The influence of equine limb conformation on the biomechanical responses of the hoof: An in vivo and finite element study

Abstract

Hoof conformation plays a key role in equine locomotion. Toe-in conformation is an abnormal condition characterized by inward deviation of the limb from its frontal axis. Several studies have documented differences in hoof deformation and hoof kinematics in horses with toe-in and normal hoof conformations. However, the reason behind this has yet to be understood. The present study hypothesizes that a different center of pressure (COP) path underneath the hoof is the cause of different deformation patterns and hoof kinematics in toe-in hooves.

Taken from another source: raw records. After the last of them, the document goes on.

PR #15710, opened 2025-12-03
chore(dynamic-sampling): add notice that we will remove the get samples button

shellmayr:
- As we will be removing the Get Samples button as part of our move to Span First, we want to shout this out in the docs

Closes TET-1479

### DIFF
--- a/docs/organization/dynamic-sampling/index.mdx
+++ b/docs/organization/dynamic-sampling/index.mdx
@@ -206,9 +206,9 @@ We deprioritize health check type transactions because while they're important f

In vivo measurements and finite element (FE) analysis were conducted to test the hypothesis. A normal and a toe-in limb were considered for in vivo strain measurements. Strains were measured at three different sites on the hoof wall, and the stride characteristics were investigated using video recording. The magnitude of the minimum principal strain measured at the medial aspect of the toe-in hoof was much lower relative to the normal hoof. Furthermore, the toe-in hoof had a different movement pattern (plaiting) compared to the normal hoof. In the second study, an entire hoof model was simulated from computed tomography (CT) scans of an equine left forelimb. The Neo-Hookean hyperelastic material model was used, and the hoof was under dynamic loading over a complete stride at the trot. Two different COP paths associated with normal and toe-in conformations were assigned to the model. The FE model produced the same in vivo minimum principal strain distributions and successfully showed the different kinematics of the toe-in and normal hooves.